The 2-minute timer feature on most electric toothbrushes is to encourage healthy brushing. 2 minutes can feel like a lifetime with a toddler.

“Don’t stress out if you want a 2-minute brush. Less time is better than nothing if you can brush quickly but thoroughly.”

  • Softness. Whether manual or electric, experts recommend that children use a brush with soft bristles.
  • Price. “Before investing in a full-spec brush, try a less expensive one to see if your child can tolerate the vibration and sensation of an electric brush,” says Park.
  • Features. Character themes and songs can make tooth-brushing more fun!
  • Small brush head. “I recommend using the smallest brush head possible so you can get back in to brush the back molars,” says Park.
  • Replacement heads. Be sure to get replacement heads and change them out every 3 months, or if your child gets sick with illnesses such as a cold, flu, or sore throat, Park says. This is because germs can hang out and hide in the bristles and up the chances of reinfection.
  • Storage. Keep the brush in an area where it won’t stay moist, both to keep germs away and to keep it from breaking.

Do dentists recommend that kids use electronic toothbrushes?

“Dentists don’t recommend an electronic toothbrush over a manual one The most important thing is that your child learns to brush twice a day.”

When choosing a toothbrush for your child, make sure the bristles are soft, the head is small, and the child can grip the handle.

Is it safe for kids to use electronic toothbrushes?

If the electronic toothbrushes are designed for kids and you provide proper supervision, it is safe for kids to use them.

An electronic toothbrush may be too powerful for an adult. It is better to choose a child-sized electronic toothbrush. Ask your dentist if you are in doubt.

Do electronic toothbrushes help prevent cavities?

According to the ADA, your teeth don’t care which toothbrush you use, as long as you brush twice a day for 2 minutes with a fluoride toothpaste. Therefore, both a manual and electronic toothbrush can help prevent cavities. Which one you use depends on preference.
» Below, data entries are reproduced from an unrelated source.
PR #6445, opened 2020-04-06
Fix using system AD_User_ID for contact in some places instead of BPartnerContactId

TheBestPessimist:
https://github.com/metasfresh/metasfresh/issues/6302

### DIFF
--- a/de.metas.swat/de.metas.swat.base/src/main/java/de/metas/inoutcandidate/api/impl/ReceiptScheduleBL.java
+++ b/de.metas.swat/de.metas.swat.base/src/main/java/de/metas/inoutcandidate/api/impl/ReceiptScheduleBL.java
@@ -29,6 +29,7 @@ import java.util.Iterator;
 import java.util.List;
 import java.util.Properties;
 
+import de.metas.bpartner.BPartnerContactId;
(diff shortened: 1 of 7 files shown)


de.metas.swat/de.metas.swat.base/src/main/java/de/metas/inoutcandidate/api/impl/ReceiptScheduleBL.java
```diff
@@ -205,16 +209,14 @@ public I_C_BPartner getC_BPartner_Effective(final I_M_ReceiptSchedule rs)
...
 	@Override
-	public int getAD_User_Effective_ID(final I_M_ReceiptSchedule rs)
+	public BPartnerContactId getBPartnerContactID(@NonNull final I_M_ReceiptSchedule rs)
 	{
-		final int adUserOverrideID = rs.getAD_User_Override_ID();
-		if (adUserOverrideID > 0)
-		{
-			return adUserOverrideID;
-		}
+		final int cBPartnerIdRepo = rs.getC_BPartner_Override_ID() > 0 ? rs.getC_BPartner_Override_ID() : rs.getC_BPartner_ID();
```
metas-ts, line 216: that's OK, but next time, please use `CoalesceUtil.firstGreaterThanZero(int...)`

What electric toothbrush do dentists recommend for kids?

The ADA has a list of recommended toothbrushes. The ADA Seal of Acceptance is the gold standard for toothbrush quality.

The ADA has a list just for kids that contains recommended toothpastes, mouth rinses, toothbrushes, floss, and other dental-related products.

Ask your dentist which brush your child should use. They may have a brand or style that they like.

“An electric toothbrush can be a great tool in your child’s dental routine, and may even get them more excited about brushing their teeth if it’s not a favorite activity. It is advisable to wait until they are at least 3 years old, and look for options with soft bristles and a small brush head.”